= What you need to do =
Please work out how many lines include the word "davidfowl" in the entries, and reply with only the count.

= Data listing =
PR #3561, opened 2015-09-30
Removed dependency on System.Runtime 4.0.20

KrzysztofCwalina:
This component needs to depend on System.Runtime 4.0.10,
which does not have Buffer.MemoryCopy exposed.
This change adds an implementation of Buffer.MemoryCopy directly to this component.

### DIFF
--- a/src/System.Text.Encodings.Web/src/System/Text/Encodings/Web/BufferInternal.cs
+++ b/src/System.Text.Encodings.Web/src/System/Text/Encodings/Web/BufferInternal.cs
@@ -1,0 +1,201 @@
+// Copyright (c) Microsoft. All rights reserved.
+// Licensed under the MIT license. See LICENSE file in the project root for full license information.
+
+using System.Diagnostics;
+using System.Runtime.CompilerServices;
+
+namespace System {
+
+    // These sources are taken from corclr repo (src\mscorlib\src\System\Buffer.cs with x64 path removed)
+    // The reason for this duplication is that System.Runtime.dll 4.0.10 did not expose Buffer.MemoryCopy,
+    // but we need to make this component work with System.Runtime.dll 4.0.10
+    // The methods AreOverlapping and SlowCopyBackwards are not from Buffer.cs. Buffer.cs does an internal CLR call for these.
+    static class BufferInternal
+    {       
+        // This method has different signature for x64 and other platforms and is done for performance reasons.
+        [System.Security.SecurityCritical]
+        private unsafe static void Memmove(byte* dest, byte* src, uint len)
+        {
+            if (AreOverlapping(dest, src, len))
+            {
+                SlowCopyBackwards(dest, src, len);
+                return;
+            }
+
+            // This is portable version of memcpy. It mirrors what the hand optimized assembly versions of memcpy typically do.
+            switch (len)
+            {
+                case 0:
+                    return;
+                case 1:
+                    *dest = *src;
+                    return;
+                case 2:
+                    *(short*)dest = *(short*)src;
+                    return;
+                case 3:
+                    *(short*)dest = *(short*)src;
+                    *(dest + 2) = *(src + 2);
+                    return;
+                case 4:
+                    *(int*)dest = *(int*)src;
+                    return;
+                case 5:
+                    *(int*)dest = *(int*)src;
+                    *(dest + 4) = *(src + 4);
+                    return;
+                case 6:
+                    *(int*)dest = *(int*)src;
+                    *(short*)(dest + 4) = *(short*)(src + 4);
+                    return;
+                case 7:
+                    *(int*)dest = *(int*)src;
+                    *(short*)(dest + 4) = *(short*)(src + 4);
+                    *(dest + 6) = *(src + 6);
+                    return;
+                case 8:
+                    *(int*)dest = *(int*)src;
+                    *(int*)(dest + 4) = *(int*)(src + 4);
+                    return;
+                case 9:
+                    *(int*)dest = *(int*)src;
+                    *(int*)(dest + 4) = *(int*)(src + 4);
+                    *(dest + 8) = *(src + 8);
+                    return;
+                case 10:
+                    *(int*)dest = *(int*)src;
+                    *(int*)(dest + 4) = *(int*)(src + 4);
+                    *(short*)(dest + 8) = *(short*)(src + 8);
+                    return;
+                case 11:
+                    *(int*)dest = *(int*)src;
+                    *(int*)(dest + 4) = *(int*)(src + 4);
+                    *(short*)(dest + 8) = *(short*)(src + 8);
+                    *(dest + 10) = *(src + 10);
+                    return;
+                case 12:
+                    *(int*)dest = *(int*)src;
+                    *(int*)(dest + 4) = *(int*)(src + 4);
+                    *(int*)(dest + 8) = *(int*)(src + 8);
+                    return;
+                case 13:
+                    *(int*)dest = *(int*)src;
+                    *(int*)(dest + 4) = *(int*)(src + 4);
+                    *(int*)(dest + 8) = *(int*)(src + 8);
+                    *(dest + 12) = *(src + 12);
+                    return;
+                case 14:
+                    *(int*)dest = *(int*)src;
+                    *(int*)(dest + 4) = *(int*)(src + 4);
+                    *(int*)(dest + 8) = *(int*)(src + 8);
+                    *(short*)(dest + 12) = *(short*)(src + 12);
+                    return;
+                case 15:
+                    *(int*)dest = *(int*)src;
+                    *(int*)(dest + 4) = *(int*)(src + 4);
+                    *(int*)(dest + 8) = *(int*)(src + 8);
+                    *(short*)(dest + 12) = *(short*)(src + 12);
+                    *(dest + 14) = *(src + 14);
+                    return;
+                case 16:
+                    *(int*)dest = *(int*)src;
+                    *(int*)(dest + 4) = *(int*)(src + 4);
+                    *(int*)(dest + 8) = *(int*)(src + 8);
+                    *(int*)(dest + 12) = *(int*)(src + 12);
+                    return;
+                default:
+                    break;
+            }
+
+            if (((int)dest & 3) != 0)
+            {
+                if (((int)dest & 1) != 0)
+                {
+                    *dest = *src;
+                    src++;
+                    dest++;
+                    len--;
+                    if (((int)dest & 2) == 0)
+                        goto Aligned;
+                }
+                *(short*)dest = *(short*)src;
+                src += 2;
+                dest += 2;
+                len -= 2;
+            Aligned:;
+            }
+
+            uint count = len / 16;
+            while (count > 0)
+            {
+                ((int*)dest)[0] = ((int*)src)[0];
+                ((int*)dest)[1] = ((int*)src)[1];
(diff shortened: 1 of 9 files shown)


KrzysztofCwalina:
@muratg, @Tratcher, @ericstj, @tarekgh

src/System.Text.Encodings.Web/src/project.lock.json
```diff
@@ -1,18 +1,15 @@
 {
-  "locked": true,
+  "locked": false,
```
mellinoe: I think this should technically be locked, although you don't have any non-specific versions listed.

mellinoe:
Why does this need to support System.Runtime 4.0.10.0?

src/System.Text.Encodings.Web/src/System/Text/Encodings/Web/BufferInternal.cs
```diff
@@ -0,0 +1,271 @@
...
+
+    // These sources are taken from corclr repo (src\mscorlib\src\System\Buffer.cs)
+    // The reason for this duplication is that System.Runtime.dll 4.0.10 did not expose Buffer.MemoryCopy,
+    // but we need to make this component work with System.Runtime.dll 4.0.10
+    // The methods AreOverlapping and SlowCopyBackwards are not from Buffer.cs. Buffer.cs does an internal CLR call for these.
+    static class BufferInternal
+    {       
+        // This method has different signature for x64 and other platforms and is done for performance reasons.
+        [System.Security.SecurityCritical]
+#if WIN64
```
tarekgh: do we need to keep WIN64/X86 def'ed compilation? I expect the component will be always copmiled for AnyCpu. right?

src/System.Text.Encodings.Web/src/System/Text/Encodings/Web/BufferInternal.cs
```diff
@@ -0,0 +1,271 @@
...
+            }
+        }
+
+        private static unsafe bool AreOverlapping(byte* dest, byte* src, ulong len)
+        {
+            ulong destAddress = (ulong)dest;
+            ulong srcAddress = (ulong)src;
+            ulong srcEnd = srcAddress + len;
+            ulong destEnd = destAddress + len;
+            if (srcEnd >= destAddress && srcEnd <= destEnd)
```
tarekgh: do we count for other case of the overlapping which is srcAddress lay between destAddress and destEnd but srcEnd is greater than destEnd?

src/System.Text.Encodings.Web/src/System/Text/Encodings/Web/BufferInternal.cs
KrzysztofCwalina: Possibly, but there is so much pointer arithmetic here that I really did not want to touch this code. If you feel strongly about it, I will remove the ifdefs.

src/System.Text.Encodings.Web/src/project.lock.json
KrzysztofCwalina: How do I lock it?

KrzysztofCwalina:
@mellinoe, see https://github.com/aspnet/HttpAbstractions/issues/391#issuecomment-144246862 for reasons for the change.

src/System.Text.Encodings.Web/src/System/Text/Encodings/Web/BufferInternal.cs
KrzysztofCwalina: I don't this we need to copy backwards in this case. By the time forward copy gets to override the source, these source bytes are not needed anymore (as they have already been moved)

src/System.Text.Encodings.Web/src/project.lock.json
Tratcher: Why is this lock file checked in? Our recommendation is to not check them in.

KrzysztofCwalina: All (most I looked at) corefx projects seem to have lock files checked in.

mellinoe: Yeah, all of our projects right now have them checked in. I think we should move away from that myself, but right now that's how we're doing it, in this repo at least. Since none of the dependencies are non-specific, I don't think it technically matters, although I'm not familiar enough with how NuGet works to be sure about that.

src/System.Text.Encodings.Web/src/System/Text/Encodings/Web/BufferInternal.cs
tarekgh: I am not feeling strongly about it.

tarekgh:
LGTM.

src/System.Text.Encodings.Web/src/project.lock.json
davidfowl: Yea it shouldn't have the lock file checked in. We're actually going to be removing this property.

KrzysztofCwalina:
test this please

KrzysztofCwalina:
@dotnet-bot test this please

src/System.Text.Encodings.Web/src/project.lock.json
mellinoe: @davidfowl Should we be removing all of the lock files we have checked in? All of the projects we build today have lock files in the repository here.

KrzysztofCwalina:
@dotnet-bot test this please

src/System.Text.Encodings.Web/src/System/Text/Encodings/Web/BufferInternal.cs
```diff
@@ -0,0 +1,271 @@
...
+        public static unsafe void MemoryCopy(void* source, void* destination, long destinationSizeInBytes, long sourceBytesToCopy)
+        {
+            if (sourceBytesToCopy > destinationSizeInBytes)
+            {
+                throw new ArgumentOutOfRangeException("sourceBytesToCopy");
+            }
+#if WIN64
+            Memmove((byte*)destination, (byte*)source, checked((ulong)sourceBytesToCopy));
+#else
+            Memmove((byte*)destination, (byte*)source, checked((uint)sourceBytesToCopy));
```
ericstj: Casting long to uint: overflow?

src/System.Text.Encodings.Web/src/System/Text/Encodings/Web/BufferInternal.cs
ericstj: Have you tested that it'll do the right thing when compiled as AnyCPU w/o win64 defined and JIT'ed as 64-bit?  I did a quick scan and it seems that this would be a) slower than it has to be b) restricted to uint lengths.  I couldn't find any correctness issues but I didn't scan everything.

IIRC this piece of code was very finely tuned to do the right tradeoff between perf of native vs overhead of p-invoke.  Using 32bit always might invalidate that.  We could achieve the 64/32 behavior on anycpu by turning those ifdefs into a runtime check.
 
@jkotas what do you think?

src/System.Text.Encodings.Web/src/System/Text/Encodings/Web/BufferInternal.cs
```diff
@@ -0,0 +1,271 @@
...
+                dest[i] = src[i];
+            }
+        }
+
+        private static unsafe bool AreOverlapping(byte* dest, byte* src, ulong len)
+        {
+            ulong destAddress = (ulong)dest;
+            ulong srcAddress = (ulong)src;
+            ulong srcEnd = srcAddress + len;
+            ulong destEnd = destAddress + len;
```
jkotas: You should do this math using pointers - without casting to ulong.

src/System.Text.Encodings.Web/src/System/Text/Encodings/Web/BufferInternal.cs
KrzysztofCwalina: This is code taken as-is from Buffer.cs. I assume the cast is checked for the very reason that it can but should not overflow in practice, as the integer is supposed to be the length of contiguous memory block.

src/System.Text.Encodings.Web/src/System/Text/Encodings/Web/BufferInternal.cs
jkotas: I am assuming that you would like to keep the library as AnyCPU and portable - no PInvokes:

If you do not want to give away performance, you should create two copies of this method - one for 32-bit and second for 64-bit (with the right sides of WIN64 #if deleted), switch between them at call site using `if (sizeof(void*) == 8)`.

Using 32-bit version always will work too but it will be slower, in particular for the larger lengths. You should measure whether it is acceptable.

src/System.Text.Encodings.Web/src/System/Text/Encodings/Web/BufferInternal.cs
jkotas: It is confusing because the original in Buffer.cs is compiled platform specific, but this library is compiled as AnyCPU. It may be useful to delete all WIN64 parts and all "long" overloads to make the code easier to understand - assuming that you would like to keep this library as AnyCPU.

src/System.Text.Encodings.Web/src/System/Text/Encodings/Web/BufferInternal.cs
KrzysztofCwalina: Makes sense.

src/System.Text.Encodings.Web/src/System/Text/Encodings/Web/BufferInternal.cs
KrzysztofCwalina: Yeah, but I wanted to minimize changes (i.e. make no changes) to the code I copy-pasted.

KrzysztofCwalina:
By popular demand removed the x64 ifdefs

src/System.Text.Encodings.Web/src/project.json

= Written response =
2